PR #367, opened 2016-03-10
[Fernflower] Fixed annotations not being renamed properly and corrected the position of annotations relative to generated comments

ccarpenter04:
I have previously signed a contributor license agreement.

I fixed a bug that caused annotations to not be properly renamed in the generated source code when the annotation was applied to a class, method, or field.

I also changed it so that generated comments about renamed classes, methods, and fields are placed directly on top of the class, method, or field and below the annotations.

### DIFF
--- a/plugins/java-decompiler/engine/src/org/jetbrains/java/decompiler/main/ClassWriter.java
+++ b/plugins/java-decompiler/engine/src/org/jetbrains/java/decompiler/main/ClassWriter.java
@@ -299,6 +299,8 @@ public class ClassWriter {
       appendDeprecation(buffer, indent);
     }
 
+    appendAnnotations(buffer, cl, indent);
+
     if (interceptor != null) {
       String oldName = interceptor.getOldName(cl.qualifiedName);
       appendRenameComment(buffer, oldName, MType.CLASS, indent);
@@ -307,8 +309,6 @@ public class ClassWriter {
     if (isSynthetic) {
       appendComment(buffer, "synthetic class", indent);
     }
-
-    appendAnnotations(buffer, cl, indent);
 
     buffer.appendIndent(indent);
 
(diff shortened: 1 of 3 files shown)


trespasserw:
Could you please add a test case to `plugins/java-decompiler/engine/test/org/jetbrains/java/decompiler/SingleClassesTest.java`?

trespasserw:
While comments between an annotation and a declaration are legal, I consider this as a bad style. Please exclude corresponding changes from the PR.

ccarpenter04:
I'll gladly add a test case for it, but are you entirely sure you want me to move the comments back? I understand why one would say it's bad style in most cases, but at least in the case of the renaming comments it definitely added some confusion. For example, if the code previously looked like this:
@one
public class two {}

after being renamed the comments had it looking like this

// renamed from two
@a
public class b {}

which really confused me at first until I realized it was just awkward placement of the note. Thoughts?

trespasserw:
Doesn't look crystal-clear either:
```java
@a
// renamed from two
public class b {}
```

Probably, a better way would be dropping these comments completely and producing a separate log of all renames when requested.

ccarpenter04:
I agree that it's still not perfectly clear but I feel that it's a step in the right direction. But I do like you're idea of producing a separate log instead because currently those comments are being attached to every single renamed class, field, and method. Would you be okay with the comments being moved where I put them until someone (perhaps even myself) can get around to changing the way the name mapping is output?

trespasserw:
Okay.

ccarpenter04:
I went to write a test case but I realized that I accidentally deleted my fork. Would the best approach be for me to close this pull request, re-fork, reapply these changes, add the test case, and make a new pull request referencing this comment?

ccarpenter04:
"a better way would be dropping these comments completely and producing a separate log of all renames when requested."

What type of format would you like for this? A json file called changed_names.json?

trespasserw:
A new pull request would be easier to merge.

Didn't think much about it, but JSON sounds good enough.

trespasserw:
Ouch, commits from another project.
Can't reopen because PR's repository is gone.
- - - - - - -
Instructions to follow: Your answer should consist of the lines above that hold the word "decompiler", copied exactly.

Written response:
--- a/plugins/java-decompiler/engine/src/org/jetbrains/java/decompiler/main/ClassWriter.java
+++ b/plugins/java-decompiler/engine/src/org/jetbrains/java/decompiler/main/ClassWriter.java
Could you please add a test case to `plugins/java-decompiler/engine/test/org/jetbrains/java/decompiler/SingleClassesTest.java`?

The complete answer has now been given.